▸ **Assignment**:
Please find every line in the entries below that contains the string "stripping", and copy it.

▼

PR #155, opened 2026-04-18
fix: preserve provider prefix in set_model for pi-acp

### LINKED ISSUE #153: _acp_run strip_provider_prefix before set_model breaks pi-acp with HuggingFace model IDs
## Bug

`_acp_run.py` strips the BenchFlow provider prefix before calling `set_model`:

```python
# _acp_run.py:85-87
acp_model_id = strip_provider_prefix(model)
await acp_client.set_model(acp_model_id)
```

For `vllm/Qwen/Qwen3.5-35B-A3B`, this strips `vllm/` and sends `set_model("Qwen/Qwen3.5-35B-A3B")` to pi-acp. This breaks pi-acp's provider routing.

## Root cause: pi-acp splits on the first `/` to extract provider

[`pi-acp` (`agent.ts:968-999`)](https://github.com/svkozak/pi-acp/blob/main/src/acp/agent.ts) handles `set_model` by splitting on the first `/`:

```typescript
async unstable_setSessionModel(params: { sessionId: string; modelId: string }) {
    // Accept either:
    //  - "provider/model" (preferred, matches how we advertise)
    //  - "model" (fallback, we try to resolve via available models)
    if (params.modelId.includes('/')) {
      const [p, ...rest] = params.modelId.split('/')
      provider = p
      modelId = rest.join('/')
    } else {
      modelId = params.modelId
    }
    // ...
    await session.proc.setModel(provider, modelId)
}
```

Pi's internal RPC ([`rpc-types.ts`](https://github.com/badlogic/pi-mono/blob/main/packages/coding-agent/src/modes/rpc/rpc-types.ts)) then does an exact two-field match:

```typescript
const model = models.find(m => m.provider === command.provider && m.id === command.modelId);
```

## What happens

| BenchFlow sends | pi-acp parses | Pi looks up | Result |
|---|---|---|---|
| `vllm/Qwen/Qwen3.5-35B-A3B` (correct) | provider=`vllm`, modelId=`Qwen/Qwen3.5-35B-A3B` | `provider="vllm" && id="Qwen/Qwen3.5-35B-A3B"` | **Match** (if models.json has vllm provider) |
| `Qwen/Qwen3.5-35B-A3B` (after strip) | provider=`Qwen`, modelId=`Qwen3.5-35B-A3B` | `provider="Qwen" && id="Qwen3.5-35B-A3B"` | **No match** → error -32603 |

The `/` in the HuggingFace model name (`Qwen/Qwen3.5-35B-A3B`) is misinterpreted as a provider separator when the real provider prefix (`vllm/`) has already been stripped.

## Scope

This affects any ACP agent whose `set_model` handler uses `provider/model` format and any model with a `/` in its bare ID (all HuggingFace model names: `Qwen/...`, `meta-llama/...`, `mistralai/...`, etc.).

`claude-agent-acp` and `codex-acp` are unaffected because their model IDs don't contain `/` after provider stripping (e.g. `claude-haiku-4-5-20251001`, `gpt-5-mini`).

## Proposed fix

Skip `strip_provider_prefix` for agents that understand BenchFlow provider prefixes (currently pi-acp). Other agents (claude-agent-acp, codex-acp) don't understand `vllm/` prefixes, so stripping is correct for them.

Alternatively, pass the provider and model ID as separate fields in the ACP `set_model` call rather than relying on string parsing conventions.

## Relation to #151 and #152

This is the third bug in the pi-acp + vLLM chain. Even after #151 (preserve `vllm/` prefix through `_from_harbor_yaml`) and #152 (generate `models.json` so Pi knows about the vLLM endpoint), `strip_provider_prefix` removes `vllm/` before `set_model` — causing Pi to misparse the remaining HuggingFace model ID.

EYH0602:
## Summary

- Add `preserve_provider_prefix` flag to `AgentConfig` (default `False`) to control whether `strip_provider_prefix` is applied before ACP `set_model`
- Set `preserve_provider_prefix=True` for `pi-acp`, whose `set_model` handler splits on the first `/` to extract the provider
- Skip stripping in `_acp_run.py` when the flag is set, so `vllm/Qwen/Qwen3.5-35B-A3B` reaches pi-acp intact instead of being misparsed as `provider=Qwen`

Closes #153

## Test plan

- [x] All 492 unit tests pass (1 pre-existing failure in `test_from_harbor_yaml` unrelated to this change)
- [x] `ty check` passes on modified files
- [ ] Manual verification with pi-acp + vLLM + HuggingFace model ID (e.g. `vllm/Qwen/Qwen3.5-35B-A3B`)

### DIFF
--- a/src/benchflow/_acp_run.py
+++ b/src/benchflow/_acp_run.py
@@ -25,6 +25,7 @@ from benchflow._sandbox import build_priv_drop_cmd
 from benchflow._trajectory import _capture_session_trajectory
 from benchflow.acp.client import ACPClient
 from benchflow.acp.container_transport import ContainerTransport
+from benchflow.agents.registry import AgentConfig
 from benchflow.process import DaytonaProcess, DockerProcess
 
 logger = logging.getLogger(__name__)
@@ -40,6 +41,7 @@ async def connect_acp(
     trial_dir: Path,
     environment: str,
     agent_cwd: str,
+    agent_cfg: AgentConfig | None = None,
 ) -> tuple[ACPClient, object, str]:
     """Create ACP transport, connect, init session, set model. Return (client, session, agent_name)."""
     # Resolve agent binary path for non-docker environments
@@ -83,9 +85,7 @@ async def connect_acp(
 
     if model:
         from benchflow.agents.providers import strip_provider_prefix
-        from benchflow.agents.registry import AGENTS
 
-        agent_cfg = AGENTS.get(agent)
         if agent_cfg and agent_cfg.preserve_provider_prefix:
             acp_model_id = model
         else:
--- a/src/benchflow/_acp_run.py
+++ b/src/benchflow/_acp_run.py
@@ -83,8 +83,13 @@ async def connect_acp(
 
     if model:
         from benchflow.agents.providers import strip_provider_prefix
+        from benchflow.agents.registry import AGENTS
 
-        acp_model_id = strip_provider_prefix(model)
+        agent_cfg = AGENTS.get(agent)
+        if agent_cfg and agent_cfg.preserve_provider_prefix:
+            acp_model_id = model
+        else:
+            acp_model_id = strip_provider_prefix(model)
         try:
             await asyncio.wait_for(acp_client.set_model(acp_model_id), timeout=60)
             logger.info(f"Model set to: {acp_model_id} (from {model})")
--- a/src/benchflow/agents/registry.py
+++ b/src/benchflow/agents/registry.py
@@ -129,6 +129,12 @@ class AgentConfig:
     home_dirs: list[str] = field(default_factory=list)
     # Extra dot-dirs under $HOME to copy to sandbox user (for dirs not
     # derivable from skill_paths or credential_files, e.g. ".openclaw").
+    preserve_provider_prefix: bool = False
+    # When True, ACP set_model receives the full model string including the
+    # BenchFlow provider prefix (e.g. "vllm/Qwen/Qwen3.5-35B-A3B").
+    # When False (default), the prefix is stripped first (e.g. "Qwen/Qwen3.5-35B-A3B").
+    # Agents whose set_model handler uses "provider/model" routing (e.g. pi-acp)
+    # need the prefix to avoid misparsing HuggingFace model IDs that contain "/".
     subscription_auth: SubscriptionAuth | None = None
     # Host CLI login that can substitute for an API key (e.g. OAuth tokens
     # from `claude login`). Detected automatically; API keys take precedence.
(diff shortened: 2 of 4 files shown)


src/benchflow/_acp_run.py
```diff
@@ -83,8 +83,13 @@ async def connect_acp(
 
     if model:
         from benchflow.agents.providers import strip_provider_prefix
+        from benchflow.agents.registry import AGENTS
 
-        acp_model_id = strip_provider_prefix(model)
+        agent_cfg = AGENTS.get(agent)
```
EYH0602: **Bug (confidence: 92):** `AGENTS.get(agent)` uses the raw `agent` string without normalizing it. The established pattern in `_agent_setup.py:35-36` is:

```python
agent_base = agent.split()[0]
agent_cfg = AGENTS.get(agent_base)
```

If `agent` ever contains extra arguments (e.g. `"pi-acp --some-flag"`), `AGENTS.get(agent)` returns `None`, the `preserve_provider_prefix` guard is silently bypassed, and the prefix gets stripped — re-introducing the exact bug this PR fixes.

Alternatively, since `agent_cfg` is already resolved at `sdk.py:539` before the `connect_acp` call, consider threading it through as a parameter instead of re-looking it up:

```python
async def connect_acp(
    ..., agent_cfg: AgentConfig | None, ...
):
    ...
    if agent_cfg and agent_cfg.preserve_provider_prefix:
        acp_model_id = model
    else:
        acp_model_id = strip_provider_prefix(model)
```

EYH0602 (commented):
## Review Summary
Reviewed 2 files, 14 lines changed across 3 review aspects (bug detection, test coverage, guidelines compliance).

## Critical Issues (confidence 90-100)

See inline comment on `_acp_run.py:88`.

## Important Issues (confidence 75-89)

**No test coverage for the new branching logic.** The `preserve_provider_prefix` flag creates three code paths (unknown agent → strip, known agent with flag=False → strip, known agent with flag=True → preserve), and none are tested. A future refactor could silently re-introduce the bug with no failing test to catch it. The model-ID selection logic is pure and testable without ACP transport — a unit test patching `AGENTS` and asserting the value passed to `set_model` would be sufficient.

## Positive Observations
- Clean "registry over hardcode" design: the flag is data-driven via `AgentConfig`, not agent-name-driven.
- Good inline documentation of the field purpose and examples.
- Default `False` preserves backward compatibility for all existing agents.

src/benchflow/_acp_run.py
EYH0602: Fixed in 54d7bff. Threaded `agent_cfg` from `sdk.py` into `connect_acp` as a parameter instead of re-looking it up. Also added 4 parametrized tests covering preserve=True, preserve=False, and agent_cfg=None paths.

xdotli:
@EYH0602 Merged! ✅

**Review summary:** `preserve_provider_prefix` flag approach is clean and well-tested (62/62 passed locally). 

**One minor note for follow-up:** Three other callers of `connect_acp` don't pass `agent_cfg` yet — `experiments/reviewer_ablation.py`, `tests/conformance/proof_multi_agent.py`, `benchmarks/followup-bench/runner.py`. They default to `None` so they won't crash, but if those scripts are ever run with pi-acp + HuggingFace models, the prefix will still get stripped. Low priority since they're experimental scripts.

▲

▸ **Exercise output**:
`claude-agent-acp` and `codex-acp` are unaffected because their model IDs don't contain `/` after provider stripping (e.g. `claude-haiku-4-5-20251001`, `gpt-5-mini`).
Skip `strip_provider_prefix` for agents that understand BenchFlow provider prefixes (currently pi-acp). Other agents (claude-agent-acp, codex-acp) don't understand `vllm/` prefixes, so stripping is correct for them.
- Skip stripping in `_acp_run.py` when the flag is set, so `vllm/Qwen/Qwen3.5-35B-A3B` reaches pi-acp intact instead of being misparsed as `provider=Qwen`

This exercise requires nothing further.